Lupinus adsurgens
- Conservation status: Secure (NatureServe)

Scientific classification
- Kingdom: Plantae
- Clade: Tracheophytes
- Clade: Angiosperms
- Clade: Eudicots
- Clade: Rosids
- Order: Fabales
- Family: Fabaceae
- Subfamily: Faboideae
- Genus: Lupinus
- Species: L. adsurgens
- Binomial name: Lupinus adsurgens E. Drew

= Lupinus adsurgens =

- Genus: Lupinus
- Species: adsurgens
- Authority: E. Drew
- Conservation status: G5

Species of plant

Lupinus adsurgens is a species of lupine known by the common name Drew's silky lupine. It is native to the Sierra Nevada and coastal mountain ranges of northern California and southern Oregon, where it grows in forest and other mountain habitat.

==Description==
It is a perennial herb growing 20–60 cm in height. Each palmate leaf is made up of 6 to 9 leaflets each up to 5 cm long. The herbage is hairy and silvery or gray-green in color.
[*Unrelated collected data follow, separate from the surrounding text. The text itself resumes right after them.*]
PR #917, opened 2026-07-03
fix: document stdlib files from any workspace

LK:
## Summary
- Treat materialized stdlib paths as stdlib targets during doc resolution.
- Preserve frozen root lookup for stdlib files so `pcb doc @stdlib/...` works from any workspace.
- Add a regression test covering stdlib target resolution and frozen root selection.

## Testing
- Not run (not requested)

---

> [!NOTE]
> **Low Risk**
> Narrow change to package/doc resolution for stdlib paths with a regression test; no auth, sync, or build pipeline changes.
> 
> **Overview**
> Fixes **`pcb doc @stdlib/...`** when run from workspaces that also contain packages under `.pcb/stdlib`, by treating materialized stdlib as the **`@stdlib`** root instead of a normal workspace member.
> 
> **`target_package_urls_for_path`** now maps paths under the workspace stdlib directory to **`STDLIB_MODULE_PATH`** only. **`FrozenResolutionBuilder::build`** short-circuits for that target and builds a frozen map with a single **`FrozenPackageIdentity::Stdlib`** entry. **`frozen_root_for_file`** includes stdlib-owned files when picking the frozen root, so doc/eval can set **`active_root_package`** correctly.
> 
> Adds a regression test for stdlib target resolution and frozen root selection; changelog entry under **[Unreleased]**.
> 
> <sup>Reviewed by [Cursor Bugbot](https://cursor.com/bugbot) for commit 1eff26347523f1820fbcf606e78008f6bad26a0f. Bugbot is set up for automated code reviews on this repo. Configure [here](https://www.cursor.com/dashboard/bugbot).</sup>

### DIFF
--- a/CHANGELOG.md
+++ b/CHANGELOG.md
@@ -8,6 +8,10 @@ and this project adheres to Semantic Versioning (https://semver.org/spec/v2.0.0.
 
 ## [Unreleased]
 
+### Fixed
+
+- `pcb doc @stdlib/...` now documents stdlib files from any workspace without treating the materialized stdlib as an ordinary workspace package.
+
 ## [0.4.4] - 2026-07-03
 
 ### Added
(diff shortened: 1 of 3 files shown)


akhilles (commented):
I think https://github.com/diodeinc/pcb/pull/928 might be a better fix because stdlib files resolve to the stdlib root only when one exists, instead of matching every map.

PR #940, opened 2026-07-22
ENG-445 Fix strict BOM API request

akhilles:
## Summary

- Send strict BOM selection through the API's `strict=true` query parameter.
- Decode the complete strict BOM match-status contract.
- Document the fix under `Unreleased`.

## Why

The PCB client sent `strict` in the request body, but the Diode API reads it from the query string. As a result, `[workspace.bom] strict = true` still used the default matcher. Strict responses can also contain `MATCH_COMPATIBLE` and `MATCH_NEEDS_RETRY`, which the client did not previously decode.

## Validation

- `cargo fmt --check`
- `cargo test -p pcb-diode-api` (117 tests)
- `pnpm -C projects/api test test/routes/boms.test.ts` in `../diode` (2 tests)

---

> [!NOTE]
> **Low Risk**
> Localized BOM API client changes with added tests; behavior change is that strict mode now takes effect as users intended.
> 
> **Overview**
> Fixes **`[workspace.bom] strict = true`** so it actually enables the API’s strict BOM matcher: **`strict` moves from the JSON body to `?strict=true` on `/api/boms/match`**, which is what the Diode API reads.
> 
> The client also **aligns with the strict match contract** by decoding **`MATCH_COMPATIBLE`** and **`MATCH_NEEDS_RETRY`**, adding **`UK`** geography (filtered out of US/global availability and offer lists like other non-target regions), and **expanding tests** for URL construction, status/geography JSON, and UK offer handling. The **Unreleased changelog** documents the strict-setting fix.
> 
> <sup>Reviewed by [Cursor Bugbot](https://cursor.com/bugbot) for commit 94ce656fbd81cfcfd35ac2ff4c9bd9554d8feda9. Bugbot is set up for automated code reviews on this repo. Configure [here](https://www.cursor.com/dashboard/bugbot).</sup>

### DIFF
--- a/CHANGELOG.md
+++ b/CHANGELOG.md
@@ -12,6 +12,10 @@ and this project adheres to Semantic Versioning (https://semver.org/spec/v2.0.0.
 
 - `pcb scan` supports page ranges with `--pages START-END`.
 
+### Fixed
+
+- `[workspace.bom] strict = true` now selects the API's strict BOM matcher instead of sending an ignored request-body field.
+
 ## [0.4.8] - 2026-07-22
 
 ### Changed
--- a/crates/pcb-diode-api/src/bom.rs
+++ b/crates/pcb-diode-api/src/bom.rs
@@ -105,8 +105,12 @@ struct DesignBomEntry {
 enum BomMatchStatus {
     #[serde(rename = "MATCH_EXACT")]
     Exact,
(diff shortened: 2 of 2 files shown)


LK (approved):
lgtm, we should toggle this on by default once we are confident with the strict BOM flow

The inflorescence is up to 23 cm long, bearing flowers just over a centimeter long. The flower is pale pink or purple to yellowish with a white or yellow patch on the banner. The fruit is a silky-haired legume pod 2 to 4 cm long containing 3 to 6 seeds. Its bloom period is between the months of May, June, and July.